> [Task requirements] Starting at the first line, copy the data below through to the end, exactly.

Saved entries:
PR #2544, opened 2026-07-15
add `reference` to presets where the main tag is ambiguous

k-yle:

Ideally, every preset with >1 tag in the `tags` object should use the `reference` attribute to explicitly indicate which tag is the 'main' tag to use for documentation. 

Otherwise, iD has to guess based on the order of the tags in the object, which is not really documented anywhere. 

There are genuine cases where we cannot pick a reference tag. For example, the preset for _"Utility Marker"_ matches on `marker=*` + `utility=*`. Therefore, this cannot be a compile-time check. Maybe it could be a warning in the tagging-schema- browser?

---

anyway, this PR adds `reference` to some manually reviewed cases, where the main tag is obvious.

### Info-`i`

<table>
<tr>
<td>Good</td>
<td>Bad</td>
</tr>
<tr>
<td>image
image
image
image
image
image
image
image
image
image
image
image</td>
<td>image
image
image
image
image
image
image
image
image
image
image
</td>
</tr>
</table>

### DIFF
--- a/data/presets/amenity/fast_food/cafeteria.json
+++ b/data/presets/amenity/fast_food/cafeteria.json
@@ -14,6 +14,10 @@
         "amenity": "fast_food",
         "fast_food": "cafeteria"
     },
+    "reference": {
+        "key": "fast_food",
+        "value": "cafeteria"
+    },
     "fields": [
         "{amenity/fast_food}",
         "access_simple"
--- a/data/presets/amenity/parking_space/disabled.json
+++ b/data/presets/amenity/parking_space/disabled.json
@@ -12,6 +12,10 @@
         "amenity": "parking_space",
         "parking_space": "disabled"
     },
+    "reference": {
+        "key": "parking_space",
+        "value": "disabled"
+    },
     "terms": [
         "disability",
         "disabled parking stall",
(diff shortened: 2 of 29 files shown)


matkoniecz:
> Otherwise, iD has to guess based on the order of the tags in the object, which is not really documented anywhere.

and these are technically not ordered, so it works only by accident...

matkoniecz:
is there some reason for keeping it in draft state? is it not finished/checked or otherwise unready in some way?

matkoniecz:
(adding labels is useful as it affects changelog - if it is unclear which labels should be applied, please file issue so their descriptions can be improved)

k-yle:
> is there some reason for keeping it in draft state? is it not finished/checked or otherwise unready in some way?

i was going to manually check the ℹ️ button for each preset, but i ran out of time. will come back to this

k-yle:
test-documentation updated. 

off topic, but i wonder if we should have a script which detects presets that have no wikibase item (or maybe this could be part of the [tagging-schema-browser](https://osmberlin.github.io/tagging-schema-browser)?

matkoniecz:
Personally I am considering wikibase as dysfunctional due to lack of ability to watchlist or otherwise monitor entries, so I would prefer to not be forced to garden it.

matkoniecz (approved):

> [Exercise response]
PR #2544, opened 2026-07-15
add `reference` to presets where the main tag is ambiguous

k-yle:

Ideally, every preset with >1 tag in the `tags` object should use the `reference` attribute to explicitly indicate which tag is the 'main' tag to use for documentation. 

Otherwise, iD has to guess based on the order of the tags in the object, which is not really documented anywhere. 

There are genuine cases where we cannot pick a reference tag. For example, the preset for _"Utility Marker"_ matches on `marker=*` + `utility=*`. Therefore, this cannot be a compile-time check. Maybe it could be a warning in the tagging-schema- browser?

---

anyway, this PR adds `reference` to some manually reviewed cases, where the main tag is obvious.

### Info-`i`

<table>
<tr>
<td>Good</td>
<td>Bad</td>
</tr>
<tr>
<td>image
image
image
image
image
image
image
image
image
image
image
image</td>
<td>image
image
image
image
image
image
image
image
image
image
image
</td>
</tr>
</table>

### DIFF
--- a/data/presets/amenity/fast_food/cafeteria.json
+++ b/data/presets/amenity/fast_food/cafeteria.json
@@ -14,6 +14,10 @@
         "amenity": "fast_food",
         "fast_food": "cafeteria"
     },
+    "reference": {
+        "key": "fast_food",
+        "value": "cafeteria"
+    },
     "fields": [
         "{amenity/fast_food}",
         "access_simple"
--- a/data/presets/amenity/parking_space/disabled.json
+++ b/data/presets/amenity/parking_space/disabled.json
@@ -12,6 +12,10 @@
         "amenity": "parking_space",
         "parking_space": "disabled"
     },
+    "reference": {
+        "key": "parking_space",
+        "value": "disabled"
+    },
     "terms": [
         "disability",
         "disabled parking stall",
(diff shortened: 2 of 29 files shown)


matkoniecz:
> Otherwise, iD has to guess based on the order of the tags in the object, which is not really documented anywhere.

and these are technically not ordered, so it works only by accident...

matkoniecz:
is there some reason for keeping it in draft state? is it not finished/checked or otherwise unready in some way?

matkoniecz:
(adding labels is useful as it affects changelog - if it is unclear which labels should be applied, please file issue so their descriptions can be improved)

k-yle:
> is there some reason for keeping it in draft state? is it not finished/checked or otherwise unready in some way?

i was going to manually check the ℹ️ button for each preset, but i ran out of time. will come back to this

k-yle:
test-documentation updated. 

off topic, but i wonder if we should have a script which detects presets that have no wikibase item (or maybe this could be part of the [tagging-schema-browser](https://osmberlin.github.io/tagging-schema-browser)?

matkoniecz:
Personally I am considering wikibase as dysfunctional due to lack of ability to watchlist or otherwise monitor entries, so I would prefer to not be forced to garden it.

matkoniecz (approved):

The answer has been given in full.